=== Section Start ===

PR #19, opened 2025-09-17
Feature/TRN-26 setup application properties

mohamedd-hassan:
created `application-dev.properties` and `application-prod.properties`
created a `.env` file and added it to gitignore to set environment variables there
changed `Dockerfile` entry point to make start profile `prod`
made the jwt expiration variable depending on if we are running in dev or prod to make development easier
added logging for dev profile and made it just warn for prod
made `server.port` able to be set through the `.env` file with a default of `8080` if it was not set


Karrar-Mohammed:
great job, and thank you for your effort, but we will keep this PR open and merge it later because it need to adjust the deployment process and we don't have time to do it now

norhanadel367 (approved):

ahmednasserzaza (commented):
Are these changes the responsibility of the Trends team? I think they are related to the Infrastructure team

PR #20, opened 2025-09-17
add global exception handler

Ahmed7osny1:
- Add ApiErrorResponse data class for unified error responses
- Add ErrorCodes object with business-specific error codes  
- Add GlobalExceptionHandler for centralized exception handling
- Add custom exceptions grouped by domain:
  * AuthenticationExceptions (credentials, tokens)
  * ResourceExceptions (CRUD operations) 
  * ValidationExceptions (input validation)
- Support both custom error codes and HTTP status codes
- Include proper logging for different exception types


app/src/main/kotlin/net/thechance/app/exception/GlobalExceptionHandler.kt
```diff
@@ -0,0 +1,58 @@
...
+        return createErrorResponse(ex, HttpStatus.BAD_REQUEST.value(), "Missing Required Field")
+    }
+
+    @ExceptionHandler(Exception::class)
+    fun handleGeneral(): ResponseEntity<ApiErrorResponse> {
+        val apiError = ApiErrorResponse(
+            status = HttpStatus.INTERNAL_SERVER_ERROR.value(),
+            message = "An unexpected error occurred while processing your request"
+        )
+        return ResponseEntity(apiError, HttpStatus.INTERNAL_SERVER_ERROR)
```
Karrar-Mohammed: why don't you here also you the createErrorResponse function ?

app/src/main/kotlin/net/thechance/app/exception/CustomAuthenticationEntryPoint.kt
Karrar-Mohammed, line 1: i suggest to put this class in the identity module

identity/src/main/kotlin/identity/security/JwtFilter.kt
```diff
@@ -40,11 +45,55 @@ class JwtFilter(
...
+
+    private fun sendErrorResponse(
+        response: HttpServletResponse,
+        apiError: ApiErrorResponse
+    ) {
+        response.contentType = "application/json"
+        response.status = HttpServletResponse.SC_UNAUTHORIZED
+
+        response.writer.write(objectMapper.writeValueAsString(apiError))
+    }
```
Karrar-Mohammed: it's better to move these functions outside this class, i think you can put it in the entryPoint class

app/src/main/kotlin/net/thechance/app/exception/GlobalExceptionHandler.kt
```diff
@@ -0,0 +1,58 @@
...
+
+    @ExceptionHandler(ResourceNotFoundException::class)
+    fun handleResourceNotFound(ex: ResourceNotFoundException): ResponseEntity<ApiErrorResponse> {
+        return createErrorResponse(ex, HttpStatus.NOT_FOUND.value(), "Resource Not Found")
+    }
+
+    @ExceptionHandler(ResourceConflictException::class)
+    fun handleResourceConflict(ex: ResourceConflictException): ResponseEntity<ApiErrorResponse> {
+        return createErrorResponse(ex, HttpStatus.CONFLICT.value(), "Resource Conflict")
+    }
```
Karrar-Mohammed: why do we need to handle these exceptions ?

identity/src/main/kotlin/identity/security/JwtFilter.kt
Ahmed7osny1: I searched at this point and found:
- CustomAuthenticationEntryPoint implements AuthenticationEntryPoint, which Spring Security only calls automatically when an unauthenticated request hits a protected endpoint.
- JwtFilter runs before that happens. If the token has expired, it's being handled manually inside the filter.
What's your opinion?

app/src/main/kotlin/net/thechance/app/exception/GlobalExceptionHandler.kt
Ahmed7osny1: handleResourceConflict: used for duplicate entries or business rule violations 
handleResourceNotFound: used when data is missing

your opinion, remove these, and each module handles these if needed?

identity/src/main/kotlin/identity/security/JwtFilter.kt
Karrar-Mohammed: at least create a class which contain these functions to handle the jwt errors

app/src/main/kotlin/net/thechance/app/exception/GlobalExceptionHandler.kt
Karrar-Mohammed: i don't think we will need it so it's better to remove them

Karrar-Mohammed (approved):

Malak187 (approved):

MuhammedEdrees (approved):

PR #191, opened 2023-05-30
Remove `STUserDict`

WilliamJamieson:
`STUserDict` is essentially a copy of the Python standard library's `collections.UserDict` source code with the change of name and the change of the `data` (`UserDict`) variable to `_data` (`STUserDict`). This copy was a little while ago and is no longer "in-sync" with the standard library's version.

It turns out that this approach is a bit "overkill" for what `DNode` (what uses `STUserDict`) actually needs. Instead it just needs to be an abstract mutable mapping (abc.MutableMapping).

This PR switches `DNode` from using `STUserDict` to `abc.MutableMapping` which solves this issue. It also removes `STUserDict` because it is no-longer necessary.

**Checklist**
- [x] updated relevant tests
- [x] Passed romancal regression testing on Jenkins / PLWishMaster. Link: https://plwishmaster.stsci.edu:8081/job/RT/job/Roman-devdeps/298/


WilliamJamieson:
Leaving this as a draft until all the regression tests are functional again. This will need to be carefully tested.

docs/conf.py
```diff
@@ -26,25 +26,11 @@
...
-    return find_mod_objs(args[0], onlylocals=True)
-
-
-def patch_automodapi(app):
-    """Monkey-patch the automodapi extension to exclude imported members"""
-    from sphinx_automodapi import automodsumm
-
-    automodsumm.find_mod_objs = find_mod_objs_patched
-
-
```
WilliamJamieson, line 41: Monkey patches like this are generally a bad idea. The whole reason for the need of this patch was poor construction of `stuserdict.py` module to begin with. https://github.com/spacetelescope/roman_datamodels/pull/156#issuecomment-1520536988 details a couple of different ways of properly resolving this without monkey patching. However, all of those issues are moot because this PR removes `stuserdict.py`.

WilliamJamieson:
The regression tests passed: https://plwishmaster.stsci.edu:8081/job/RT/job/Roman-devdeps/298/ so this is ready.

PaulHuwe (approved):
LGTM

PR #192, opened 2023-05-31
Update ModelContainer to comply with stpipe's ABC pseudo-protocol.

mairanteodoro:
Resolves:
- [RCAL-568](https://jira.stsci.edu/browse/RCAL-568);
- [AL-743](https://jira.stsci.edu/browse/AL-743).

This PR addresses updates to `roman_datamodels.datamodels.ModelContainer` in order to make it compliant with `stpipe`'s `AbstractDataModel` pseudo-protocol.

**Checklist**
- [X] Added entry in `CHANGES.rst` under the corresponding subsection
- [ ] updated relevant tests

### DIFF
--- a/CHANGES.rst
+++ b/CHANGES.rst
@@ -1,3 +1,8 @@
+0.15.1 (unreleased)
+===================
+
+- ModelContainer is now compliant with stpipe's AbstractDataModel. [#192]
+
 0.15.0 (2023-05-15)
 ===================
 
--- a/src/roman_datamodels/datamodels.py
+++ b/src/roman_datamodels/datamodels.py
@@ -519,6 +519,29 @@ class ModelContainer(Iterable):
     def to_association(self):
         pass
 
+    @property
+    def crds_observatory(self):
+        """
+        Get the CRDS observatory for this container.  Used when selecting
+        step/pipeline parameter files when the container is a pipeline input.
+
+        Returns
+        -------
+        str
+        """
+        return DataModel().crds_observatory
+
+    @property
+    def get_crds_parameters(self):
+        """
+        Get parameters used by CRDS to select references for this model.
+
+        Returns
+        -------
+        dict
+        """
+        return DataModel().get_crds_parameters()
+
 
 class FlatRefModel(DataModel):
     pass


WilliamJamieson (commented):
These changes look fine. Assuming they solve the issues experienced in `romancal`.

There is not a good way to "test" that this is correct without installing `stpipe` as a testing dependency. If we do want to verify the satisfaction of the protocol, then we simply need to import `AbstractDatamodel` from `stpipe` and perform an `isinstance` check.

@PaulHuwe and @ddavis-stsci do either of you object to adding stpipe as a test dependency?

mairanteodoro:
For now, I used the regression test that we're implementing for `TweakReg` as a test for the code implemented in this PR. The regression test was failing before because it was not an instance of `AbstractDataModel`, which led us to create [AL-743](https://jira.stsci.edu/browse/AL-743). With the changes in this PR, the regression test for `TweakReg` is passing.

mairanteodoro:
@ddavis-stsci Four months ago, we (@nden, @ddavis-stsci, and @stscieisenhamer) agreed to implement `ModelContainer` without inheriting `DataModel`. The specific discussion about this can be found on Slack: https://stsci.slack.com/archives/C01FP900P38/p1674139315067459

WilliamJamieson:
> I still don't really understand this, if I just define
> 
> ```
> class ModelContainer(rdm.DataModel, Iterable):
> ...     pass
> ```
> 
> I seem to get what you are trying to include in the same way as the the other modules.
> 
> ```
> >>> dir(ModelContainer)
> ['__abstractmethods__',..., 'copy', 
> 'crds_observatory', 
> 'get_crds_parameters', 'get_primary_array_name', ... 'validate']
> ```
> 
> Am I missing some issue?

Note that there is no need. The check in `stpipe` is not strictly based on inheritance (`datamodel` does not inherit from `stpipe`'s `AbstractDatamodel`) instead it is a check that an object satisfies a given interface.

Since `ModelContainer` was not supposed to inherit from `Datamodel` (for other reasons). This is a good solution as it is the one employed by `Datamodel` also. 

If we really want to implement this via inheritance, we really should instead factor the given interface into an abstracted base class or mixin instead. That will maintain the function separation between `Datamodel` and `ModelContainer` (`Datamodel` has or will likely accumulate stuff that is functionally irrelevant or counter to the assumptions of the `ModelContainer` object).

PR #190, opened 2023-05-30
RCAL-484: Update datamodels for reference pixel correction

WilliamJamieson:
Resolves [RCAL-484](https://jira.stsci.edu/browse/RCAL-484)

This is the matching PR to spacetelescope/rad#270, in that it implements the updates to `roman_datamodels` to support adding the reference pixel correction's reference file.

**Checklist**
- [ ] Added entry in `CHANGES.rst` under the corresponding subsection
- [ ] updated relevant tests
- [ ] updated relevant documentation
- [ ] Passed romancal regression testing on Jenkins / PLWishMaster. Link: https://plwishmaster.stsci.edu:8081/job/RT/job/romancal/XXX/

PR #193, opened 2023-05-31
Refactor the `maker_utils`

WilliamJamieson:
This https://github.com/spacetelescope/roman_datamodels/pull/190#pullrequestreview-1451797922 indicates that there is an expectation that a `maker_util` both exists and is "properly tested. If such an expectation exists, then there should be tests to enforce those expectations, such as the tests for the factories.

This pull request adds those tests and refactors the maker_utils into an organized submodule to both facilitate making the code easier to read and easier to test.

**Checklist**
- [x] updated relevant tests
- [x] Passed romancal regression testing on Jenkins / PLWishMaster with the changes in spacetelescope/romancal#712. Link: https://plwishmaster.stsci.edu:8081/job/RT/job/Roman-Developers-Pull-Requests/221/


src/roman_datamodels/maker_utils/__init__.py
```diff
@@ -0,0 +1,28 @@
+from ._basic_meta import *  # noqa: F403
+from ._common_meta import *  # noqa: F403
+from ._datamodels import *  # noqa: F403
+from ._ref_files import *  # noqa: F403
```
WilliamJamieson, line 4: This recreates the API from the original single module, the `*` makes it so that nothing is missed. We can add `__all__` definitions to the contained modules to control this.

src/roman_datamodels/maker_utils/_datamodels.py
```diff
@@ -0,0 +1,432 @@
...
+        af.tree = {"roman": rampfitoutput}
+        af.write_to(filepath)
+    else:
+        return rampfitoutput
+
+
+def mk_rampfitoutput(**kwargs):
+    warnings.warn("mk_rampfitoutput is deprecated. Use mk_rampfit_output instead.", DeprecationWarning)
+
+    return mk_ramp_fit_output(**kwargs)
```
WilliamJamieson, line 321: This method was a deviation from the naming convention which had a clear path to a proper name. I have left it in for now to not break anything, but it raises a `DeprecationWarning` now.

tests/test_maker_utils.py
```diff
@@ -0,0 +1,78 @@
...
+
+    schema_keys = set()
+    subschemas = [schema]
+    if "allOf" in schema:
+        subschemas.extend(schema["allOf"])
+    for subschema in subschemas:
+        schema_keys.update(subschema.get("properties", {}).keys())
+
+    diff = instance_keys - schema_keys
+    assert len(diff) == 0, "Dummy instance has extra keys: " + ", ".join(diff)
```
WilliamJamieson, line 44: These are basically the same thing as the factory tests use, adapted for the maker utilities

tests/test_maker_utils.py
```diff
@@ -0,0 +1,78 @@
...
+def test_make_ref_tests(util):
+    """
+    Meta test to confirm that correct tests exist for each maker utility.
+    """
+    from . import test_models as tests
+
+    name = util[3:]
+
+    assert hasattr(tests, f"test_make_{name}")
+    assert hasattr(tests, f"test_opening_{name}_ref")
```
WilliamJamieson, line 68: These tests ensure that the tests for the maker utility function alluded to here: https://github.com/spacetelescope/roman_datamodels/pull/190#pullrequestreview-1451797922 are implemented.
The first makes sure the `__all__` for the second covers every reference file. The second checks that the aforementioned tests are actually present.

tests/__init__.py
WilliamJamieson, line 1: This is needed so I can import a test module in order to test if that module has all the desired tests.

src/roman_datamodels/maker_utils/__init__.py
```diff
@@ -0,0 +1,28 @@
...
+
+# These makers have special names to reflect the nature of their use in the pipeline
+SPECIAL_MAKERS = {
+    "WfiScienceRaw": "mk_level1_science_raw",
+    "WfiImage": "mk_level2_image",
+    "WfiMosaic": "mk_level3_mosaic",
+}
```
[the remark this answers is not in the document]
PaulHuwe: Eventually, I think we should, but yes - there is a cost to changing these names downstream.

PaulHuwe (changes requested):
LGTM, please add regression tests.

PaulHuwe (approved):
LGTM

PR #197, opened 2023-06-02
Remove the factories

### LINKED ISSUE #196: Deprecate and/or remove `testing.factories`
During the last Roman developers tag-up (June 2, 2023), PR #193 was discussed. 

As part of the discussion it was pointed out that #193's changes (mostly in adding through automatic testing) enable the `maker_utils` to construct objects equivalent to those constructed by the `testing.factories`.  Meaning that both sets of construction functions largely duplicate each others function (generating a valid `stnode` object). Thus it was proposed that we entirely remove the `testing.factories` because the `maker_utils` have proven to be more useful. A less drastic option would be to first deprecate `testing.factories` and then remove it.

Currently, `romancal` does not use any of the `testing.factories` methods in its actual code, it only mentions them in its documentation, which would be relatively easy to update to mention `maker_utils` instead. The `testing.factories` are used quite extensively for testing `roman_datamodels`. However, since #193 adds tests to ensure that the `maker_utils` stay in sync with RAD in exactly the same way as the current tests ensuring `testing.factories` is, it is a rather simple process to transition all the tests relying on `testing.factories` to using `maker_utils`.

The primary difference is `maker_utils` mostly fills the `stnode` objects with fixed so called "dummy" data (e.g. data arrays of all zeros, and `NOSTR` for strings), while `testing.factories` attempts to fill all items with randomly generated data.

Note that there are a few places where `maker_utils` is non-deterministic (it makes random choices):

- https://github.com/spacetelescope/roman_datamodels/blob/d61648727d4d88d6e2bb2c35b74a04e5ad578c6e/src/roman_datamodels/maker_utils.py#L252
- https://github.com/spacetelescope/roman_datamodels/blob/d61648727d4d88d6e2bb2c35b74a04e5ad578c6e/src/roman_datamodels/maker_utils.py#L1243
- https://github.com/spacetelescope/roman_datamodels/blob/d61648727d4d88d6e2bb2c35b74a04e5ad578c6e/src/roman_datamodels/maker_utils.py#L1183

For consistency with the rest of `maker_utils` it might be advantageous to update these to use deterministic (fixed) choices.

This issue is intended to be a place for the Roman developers to discuss removing `testing.factories` or other alternatives.

WilliamJamieson:
Closes #196

This PR is a demonstration for #196 of removing the `testing.factories` and replacing its usage with `maker_utils`.

Note that this is based on PR #193 which refactors the `maker_utils` so that they are semantically equivalent to the `testing.factories`.

**Checklist**
- [x] updated relevant tests
- [x] Passed romancal regression testing on Jenkins / PLWishMaster. Link: https://plwishmaster.stsci.edu:8081/job/RT/job/Roman-devdeps/309/


WilliamJamieson:
Note that a small tweak to the `romancal` documentation is needed, if we merge this. This is simply changing:

- https://github.com/spacetelescope/romancal/blob/00fb99e9ddceb6c055cf8d71e6273569f088d5e7/docs/roman/datamodels/metadata.rst?plain=1#L19-L21 
- https://github.com/spacetelescope/romancal/blob/00fb99e9ddceb6c055cf8d71e6273569f088d5e7/docs/roman/datamodels/models.rst?plain=1#L53C1-L58

from using `testing.factories` to `maker_utils`, will be required.

PaulHuwe (approved):
LGTM

WilliamJamieson:
I have no idea why this is suddenly creating 143 errors.

ddavis-stsci (changes requested):
The issue seems to be that you are making default size images for the unit tests? 
These should be smaller test images that should not strain the memory and run much faster. See the unit tests for ramp_fitting in rcal.

WilliamJamieson:
@ddavis-stsci this is all for parameterized tests so it is not that simple to just specify non-default sizes as not all the datamodels and stnode objects have the same parameterization.

WilliamJamieson:
> > @ddavis-stsci this is all for parameterized tests so it is not that simple to just specify non-default sizes as not all the datamodels and stnode objects have the same parameterization.
> 
> In this case I'm not sure that this is ready to merge without more design work.

This is a limitation of the `maker_utils` design not the changes in this pull request. These changes are outside the scope of using the factories, which are not used except in the tests within `roman_datamodels` themselves.

WilliamJamieson:
Converting to a draft because @ddavis-stsci's requested changes are outside the scope of this PR. So I have opened #207 implementing them. I will be rebasing this PR on those changes.

ddavis-stsci (approved):
= 1966 passed in 58.81s =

=== Section End ===

### Task to carry out
Every line where "subsection" appears must be returned from the listing above.

### Result below
- [X] Added entry in `CHANGES.rst` under the corresponding subsection
- [ ] Added entry in `CHANGES.rst` under the corresponding subsection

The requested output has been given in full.